● **What is being asked**: Only the lines running from the line with "Fixes https://github.com/malloydata/malloy/issues/2601" to the end of the records below belong in the answer, each copied exactly.
*** Given information ***
PR #1377, opened 2023-09-30
Take a swing at source/query expressions

mtoy-googly-moogly:
Trying to move to 4.0 has revealed some problems in the query grammar which are difficult to fix.

This moves to a much simplified query grammar, which a "smart" transformer, which is also difficult, but with a bounded difficulty.


mtoy-googly-moogly:
this got folded into #1383

Issue #1379, opened 2023-10-01
##! m4warning not recommending query: -> view:


lloydtabb:
Just testing.  Want to track for m4 release.

PR #1383, opened 2023-10-02
m4 warnings on ... new query grammar

mtoy-googly-moogly:
In preparation for M4, all the test code here has been moved forward to be strictly 4.0 Compatible. Attempting to do that revealed some holes in our pre-4.0 compatibility story, which is why this PR also includes a lot of work on the parsing.

This will be landed with `m4warnings` off, with the intention of a quick release a day or so later with the warnings turned on.


christopherswenson:
Fixes https://github.com/malloydata/malloy/issues/1379

PR #1393, opened 2023-10-04
feat: image properties for width, height, alt text

skokenes:
Adds support for the following properties for an image tag:
- width: set a width value to be applied to the image. Will also be applied to the null value placeholder to maintain consistent size
- height: set a height value to be applied to the image. Will also be applied to the null value placeholder to maintain consistent size
- alt: set alt text for the image

## Examples
Set width to 200px. All images will be 200px wide. The corresponding height will be according to the aspect ratio of the image. The null value placeholder will also be sized to 200px wide to maintain horizontal alignment in dashboards.
```
# image { width=200px }
```

Set height to 200px. All images will be 200px tall. Width will be according to the aspect ratio of the image. Null value placeholders will get the 200px height as well.
```
# image { height=200px }
```

Set width and height to 200px. All images will be given width and height of 200px. Note that this can warp images with the wrong aspect ratio.
```
# image { height=200px width=200px }
```

Set alt text to 'hello'. All images will be given the alt text of 'hello'.
```
# image { alt=hello }
```

### DIFF
--- a/packages/malloy-render/src/html/image.ts
+++ b/packages/malloy-render/src/html/image.ts
@@ -39,16 +39,20 @@ export class HTMLImageRenderer implements Renderer {
       );
     }
 
-    if (data.isNull()) {
-      return createNullElement(this.document);
-    }
+
+    let element: HTMLElement = data.isNull() ? createNullElement(this.document) : this.document.createElement("img");
     const { tag } = data.field.tagParse();
     const height = tag.numeric("image", "height");
     const width = tag.numeric("image", "width");
-    const element = this.document.createElement('img');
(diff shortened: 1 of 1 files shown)


lloydtabb (approved):
Looks great.  Maybe percent width?

whscullin:
Unfortunately that doesn't quite work, the `numeric()` will convert `100em` to `100` and you're unconditionally adding `px`. You probably need to retrieve the tag as a string to determine if it has units, then process accordingly.

skokenes:
Wow good catch, I will open a new PR. Thanks @whscullin

PR #1396, opened 2023-10-06
fix: text not numeric img size props

skokenes:
Previous PR for adding width/height attributes to images claimed you could pass valid CSS text values for size, but that was incorrect. The code was actually pulling out numeric values and hardcoding to pixels.

This PR updates to the desired behavior: user's can define image sizes in pixels, ems, percentages, etc.


whscullin (approved):
You may want to fix up unitless numbers, but this works like your description, so 👍

Issue #1404, opened 2023-10-11
Colab: rendering URLS is broken.


lloydtabb:
![image](https://github.com/malloydata/malloy/assets/1093458/2437ea91-8eed-4dfc-b166-d210061041d4)

PR #1405, opened 2023-10-12
Fix link renderer in Colab

srschandan:
Reference document from `this`.


srschandan:
Fix for https://github.com/malloydata/malloy/issues/1404

PR #1410, opened 2023-10-17
Stop using "project" and "turtle" in error messages

mtoy-googly-moogly:
There were still a few places left using the old words


mtoy-googly-moogly:
I've folded this into #1419

Issue #1364, opened 2023-09-26
native cast strings don't render


mtoy-googly-moogly:
```
run: duckdb.sql("SELECT 'abc'::VARCHAR(3) as abc")->{
  select: abc, also_abc is 'abc'::"VARCHAR(3)"
}
```

produces SQL

```SQL
SELECT 
   base."abc" as "abc",
   CAST('abc' AS VARCHAR(3)) as "also_abc"
FROM (SELECT 'abc'::VARCHAR(3) as abc) as base
```

JSON:

```json
[
  {
    "abc": "abc",
    "also_abc": "abc"
  }
]
```

but the result schema doesn't understand the datatype ... so it doesn't render ...

<img width="377" alt="image" src="https://github.com/malloydata/malloy/assets/66150587/18e82acd-8aa7-4751-a764-dcb82a5e47cc">

PR #1413, opened 2023-10-18
fix: capture VARCHARs with max length as strings

skokenes:
Fixes https://github.com/malloydata/malloy/issues/1364

The issue is that when we convert SQL types to Malloy types, we only check literal values like BOOLEAN, VARCHAR, etc. If a user casts to a VARCHAR with max length like `VARCHAR(3)`, this is not caught by our type conversion and results in an Unsupported Type, which then won't get rendered as a string.

The solution I've added here is to add an additional set of checks that use regex pattern matching so we can capture more complex SQL types than just literals. If this solution is acceptable, then I will implement it in the other connectors besides DuckDB.


mtoy-googly-moogly (approved):
🐑 🇮🇹

Issue #2601, opened 2025-12-23
`maybeQuoteIdentifier` incorrectly splits identifiers containing dots


AnatolyRugalev:
### What happens?

The `maybeQuoteIdentifier` function in `malloy-interfaces/src/util.ts` incorrectly handles identifiers that contain dots. When an identifier like `foo-bar.baz` needs quoting, the function splits it by `.` and quotes each segment individually, producing `` `foo-bar`.baz `` instead of the correct `` `foo-bar.baz` ``.

This causes parsing errors when converting a query AST back to Malloy text via `queryToMalloy()`, as the parser interprets `` `foo-bar`.baz `` as a path expression rather than a single quoted identifier.

### To Reproduce

1. Create a source with a name containing special characters and dots (e.g., `foo-bar.baz`)
2. Build a query AST referencing this source
3. Convert the AST back to Malloy text using `queryToMalloy()`
4. Attempt to parse the resulting Malloy text

The parsing fails with:

```
no viable alternative at input '`foo-bar`.baz'
```

**Example:**
```typescript
const query: Query = {
  definition: {
    kind: 'arrow',
    source: {kind: 'source_reference', name: 'foo-bar.baz'},
    view: {...}
  }
};
const malloyText = queryToMalloy(query);
// Produces: `foo-bar`.baz -> { ... }
// Should produce: `foo-bar.baz` -> { ... }
```

### OS:

macOS

### Malloy Client:

TypeScript/Node.js

### Malloy Client Version:

v0.0.309 (also verified bug exists in main branch)

### Database Connection:

N/A (issue is in query serialization, not database interaction)

PR #2602, opened 2025-12-23
fix: maybeQuoteIdentifier incorrectly splits identifiers containing dots

AnatolyRugalev:
The function was splitting identifiers by '.' and quoting each segment individually, producing `foo-bar`.baz instead of `foo-bar.baz`.

This caused parsing errors when converting a query AST back to Malloy text via queryToMalloy(), as the parser interprets the split version as a path expression rather than a single quoted identifier.

Fixes https://github.com/malloydata/malloy/issues/2601


mtoy-googly-moogly (approved):
Good catch
Good Fix
Good Test
Thank you, running CI and if it clears I will merge.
*** End of Given information ***
● **Exercise answer**:
Fixes https://github.com/malloydata/malloy/issues/2601


mtoy-googly-moogly (approved):
Good catch
Good Fix
Good Test
Thank you, running CI and if it clears I will merge.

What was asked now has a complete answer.